(Saved entries)
PR #859, opened 2022-11-02
Fix two idempotency issues when updating VMs.

### LINKED ISSUE #823: [Bug]: Swapped behaviour for vCPUs on VMs between pre and post 3.0.0

v3.7.1

### Ansible version

```bash
ansible [core 2.13.1]
  config file = /home/bvergnaud/git/scw/platform/vm-containers/iaas-playbooks/ansible.cfg
  configured module search path = ['/home/bvergnaud/.ansible/plugins/modules', '/usr/share/ansible/plugins/modules']
  ansible python module location = /home/bvergnaud/.local/share/virtualenvs/iaas-playbooks-3YYUb2kg/lib/python3.8/site-packages/ansible
  ansible collection location = /home/bvergnaud/git/scw/platform/vm-containers/iaas-playbooks/.collections
  executable location = /home/bvergnaud/.local/share/virtualenvs/iaas-playbooks-3YYUb2kg/bin/ansible
  python version = 3.8.13 (default, Apr  4 2022, 10:14:53) [GCC 11.2.0]
  jinja version = 3.1.2
  libyaml = True
```

### NetBox version

v2.10.10

### Python version

3.8

### Steps to Reproduce

Running a simple `netbox.netbox.netbox_virtual_machine` task twice, with the vcpus parameter set:
```yml
- name: "Create/delete VM on NetBox"
  netbox.netbox.netbox_virtual_machine:
    netbox_url: "{{ netbox_url }}"
    netbox_token: "{{ netbox_token }}"
    data:
      name: test-vm
      vcpus: 1
    state: present
  delegate_to: localhost
```

### Expected Behavior

The task should be idempotent and report status=ok with no changes.

### Observed Behavior

On the second run, it produces a diff:
```diff
--- before
+++ after
@@ -1 +1 @@
-vcpus: 1
+vcpus: '1.00'

changed: [lab1dc2-inf-dev-hv16 -> localhost] => changed=true
  msg: virtual_machine test-vm updated
  virtual_machine:
    comments: ''
    config_context: {}
    created: '2022-09-06'
    custom_fields:
      vmid: null
    id: 9094
    last_updated: '2022-09-06T14:00:18.040069Z'
    local_context_data: null
    name: test-vm
    status: active
    url: https://netbox-staging.internal.scaleway.com/api/virtualization/virtual-machines/9094/
    vcpus: 1.0
```

Note:
* Output filtered manually from testing with more parameters, in case anything looks odd.
* The same behaviour holds true if we cast the value of `vcpus` as int or float.

bvergnaud:
## Related Issue

#823

## New Behavior

Using `netbox.netbox.netbox_virtual_machine` to update the vCPU count of a VM in netbox is now idempotent from version 2.10 onward.
Using `netbox.netbox.netbox_virtual_machine` to update a VM in netbox that has custom_fields with no values is also idempotent from version 2.10 onward.

Plus a couple of pretty minor changes (that can be removed easily if undesired):
* Method `_version_check_greater` now returns a type consistent value (i.e. False instead of None by default).
* Fix for a typo in an error message.

In the current behaviour, I'd get a float value replacing my integer value on the `vcpus` field every time (netbox 2.10).
And if I had a `custom_fields` with value `None`, the module would systematically return a `state: changed` with an empty diff (netbox 2.10 and 3.2).

To do that, I dropped the use of a formatted string and instead use the same types as pynetbox, i.e. integer / float, depending on the situation. The user can use either type and it'll work fine, so long as pynetbox and the targeted netbox are able to handle it. Otherwise, an error is raised, e.g. `pynetbox.core.query.RequestError: The request failed with code 400 Bad Request: {'vcpus': ['Ensure that there are no more than 6 digits in total.']}`

I manually tested on 2.10 and 3.2 instances, with different `vcpus` values (2, 2.0, 2.1, 2.10, 2.12), and I get a consistent, idempotent behaviour.

Additionally, there was a piece of code that would always generate diffs if the original or updated objects contained a custom field with a value of None.
I chose to replicate the existing behaviour on the updated object rather than delete the loop over the original object. But admittedly, I do not understand the purpose of this piece of code. If anyone has knowledge about this, I'd be happy to learn more.

Existing tests pass, and I've also added an idempotence test on the execution of the `netbox_virtual_machine` module.

Fix #823: Fix idempotence of netbox_virtual_machine module.

## Double Check

### DIFF
--- a/plugins/module_utils/netbox_utils.py
+++ b/plugins/module_utils/netbox_utils.py
@@ -1298,7 +1298,7 @@ class NetboxModule(object):
                         data_after[key] = updated_obj[key]
                 except KeyError:
                     if key == "form_factor":
-                        msg = "form_factor is not valid for NetBox 2.7 onword. Please use the type key instead."
+                        msg = "form_factor is not valid for NetBox 2.7 onward. Please use the type key instead."
                     else:
                         msg = (
                             "%s does not exist on existing object. Check to make sure valid field."
--- a/plugins/module_utils/netbox_utils.py
+++ b/plugins/module_utils/netbox_utils.py
@@ -676,6 +676,8 @@ class NetboxModule(object):
         elif g_major == l_major and g_minor > l_minor:
             return True
 
+        return False
+
     def _connect_netbox_api(self, url, token, ssl_verify, cert):
         try:
             session = requests.Session()
--- a/plugins/module_utils/netbox_utils.py
+++ b/plugins/module_utils/netbox_utils.py
@@ -1257,12 +1257,28 @@ class NetboxModule(object):
         """
         serialized_nb_obj = self.nb_object.serialize()
         updated_obj = serialized_nb_obj.copy()
+
+        if serialized_nb_obj.get("custom_fields"):
+            serialized_nb_obj["custom_fields"] = {
+                key: value
+                for key, value in serialized_nb_obj["custom_fields"].items()
+                if value is not None
+            }
+
+        if updated_obj.get("custom_fields"):
+            updated_obj["custom_fields"] = {
+                key: value
+                for key, value in updated_obj["custom_fields"].items()
+                if value is not None
+            }
+
         updated_obj.update(data)
+
         if serialized_nb_obj.get("tags") and data.get("tags"):
             serialized_nb_obj["tags"] = set(serialized_nb_obj["tags"])
             updated_obj["tags"] = set(data["tags"])
 
-        # Ensure idempotency for site and virtual machine on version pre-3.0
+        # Ensure idempotency for site on older netbox versions
         version_pre_30 = self._version_check_greater("3.0", self.version)
         if (
             serialized_nb_obj.get("latitude")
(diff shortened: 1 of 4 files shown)


sc68cal (changes requested):
I don't get why you added the `@staticmethod` decorator to `_version_check_greater` yet all the callers to the function are still via `self._version_check_greater` instead of calling the class.

I think that change should be dropped from this PR.

bvergnaud:
> I don't get why you added the `@staticmethod` decorator to `_version_check_greater` yet all the callers to the function are still via `self._version_check_greater` instead of calling the class.
> 
> I think that change should be dropped from this PR.

Calling the class instead of self would merely spawn a new instance of that class. Since we're already in the class, that would be quite unnecessary, since self is also an instance of the class. A static method does not HAVE to be called via a new instance of the class.

But granted, this is not necessary for this PR so if you don't feel comfortable merging it, I don't mind dropping the commit.

bvergnaud:
Update:

* Tests pass, and I've added a new idempotence test for the virtual_machine module.
* Fixed another issue I didn't anticipate: if a VM has a custom_field with a value of None, it would systematically cause a `status: changed`, even with an empty diff. I'm not sure the way I fixed it is the best way. [Here](https://github.com/netbox-community/ansible_modules/pull/859/files#diff-52074cf41ca073c05dda77695b9c5f1fb5f6920a0cfc3b2cb1d78d16dbad7965R1288), there's a loop that removes such custom fields from the original, serialized object. I added the same behaviour on the updated object to make the comparison fair. But I don't get the purpose of this behaviour. It could be cleaner to instead not touch either object before the comparison, but I didn't want to risk silently breaking something.

As is, the PR is good to go, if there are no further comments / changes requests.

sc68cal (approved):

PR #896, opened 2022-12-02
Add custom headers to inventory request

bloomcake:
## New Behavior

* Add custom headers to inventory request

New `headers` are appended to `self.headers` to be able to add own headers.

...

...

Add custom headers to inventory request

## Double Check

### DIFF
--- a/plugins/inventory/nb_inventory.py
+++ b/plugins/inventory/nb_inventory.py
@@ -232,6 +232,10 @@ DOCUMENTATION = """
             type: boolean
             default: True
             version_added: "3.6.0"
+        headers:
+            description: Dictionary of headers to be passed to the NetBox API.
+            type: dict
+            default: {}
 """
 
 EXAMPLES = """
@@ -249,6 +253,8 @@ query_filters:
 device_query_filters:
   - has_primary_ip: 'true'
   - tenant__n: internal
+headers:
+  Cookie: "{{ auth_cookie }}"
 
 # has_primary_ip is a useful way to filter out patch panels and other passive devices
 # Adding '__n' to a field searches for the negation of the value.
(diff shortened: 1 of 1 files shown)


sc68cal (changes requested):
This should be managed via the standard `HTTP_PROXY` environment variable - https://docs.ansible.com/ansible/2.4/playbooks_environment.html

sc68cal:
pynetbox under the hood uses `requests` - which honors the standard `HTTP_PROXY` environment variable and others

https://requests.readthedocs.io/en/latest/user/advanced/?highlight=HTTP_PROXY#proxies

sc68cal:
Basically, I don't want us to have code in our repository that deals with however you've deployed netbox in your environment. There are generally accepted practices for setting up proxies, we have a couple of users who have reported their usage of netbox behind a proxy. You should configure an HTTP(s) proxy, instead of adding code that sets a cookie and make everyone else who ever uses this code support that.

clinta:
Sadly found this issue trying to figure out how to use this plugin with netbox behind Cloudflare zero trust. I'm not sure how an outbound http proxy is supposed to replace the ability to add custom headers.

sc68cal:
See the linked issue 895, user was using a custom proxy solution which required a custom header to be set in order to work with their proxy setup. I don't wish for us to carry the burden of maintaining how people set up proxies between the various NetBox components (both API clients and the netbox server), since it also has been a source of bug reports where we don't really have a way of fixing it since it's unique to each user's environment.

clinta:
I can understand that for a complex change. But this change is literally one line of (of non-documentation). Also this functionality is explicitly supported by pynetbox, and [documented](https://pynetbox.readthedocs.io/en/latest/advanced.html#headers). The implementation does not have any specific logic for dealing with specific proxies, it's just the generic ability to add any headers the user needs. 

I've rebased this PR to run my own fork, and added the same functionality to the lookup module. I'd ask you to reconsider and look at what a small change this is.

https://github.com/netbox-community/ansible_modules/compare/master..clinta:custom_headers

sc68cal:
OK, that is a convincing argument to me. Open a PR. I'll :+1:

PR #900, opened 2022-12-09
Ensure that packaging is installed

sc68cal:


sc68cal:
I sort of low key hate black.

rodvand (approved):

Issue #925, opened 2023-01-11
[Bug]: 


jhofmueller:
### Ansible NetBox Collection version

v3.10.0

### Ansible version

```bash
ansible [core 2.12.8]
  config file = /home/jogi/git/dcim/netbox-dev/ansible.cfg
  configured module search path = ['/home/jogi/.ansible/plugins/modules', '/usr/share/ansible/plugins/modules']
  ansible python module location = /usr/lib/python3/dist-packages/ansible
  ansible collection location = /home/jogi/.ansible/collections:/usr/share/ansible/collections
  executable location = /usr/bin/ansible
  python version = 3.10.6 (main, Nov 14 2022, 16:10:14) [GCC 11.3.0]
  jinja version = 3.0.3
  libyaml = True
```

### NetBox version

v3.3.6

### Python version

3.10

### Steps to Reproduce

Try to create a netbox webhook with a condition like:

  condition: '{"and": [ {"attr": "status.value", "value": "active"} ] }

on ipam.ipaddress.

### Expected Behavior

A webhook with the above specified condition should be created.

### Observed Behavior

An exception occurred during task execution. To see the full traceback, use -vvv. The error was: pynetbox.core.query.RequestError: The request failed with code 400 Bad Request: {'conditions': ["Ruleset must be a dictionary, not <class 'str'>."]}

▶ _Task details_
Every line holding the string "name" should be copied here, so please find those lines in the data.

▶ _Answer to this exercise_
- name: "Create/delete VM on NetBox"
      name: test-vm
    name: test-vm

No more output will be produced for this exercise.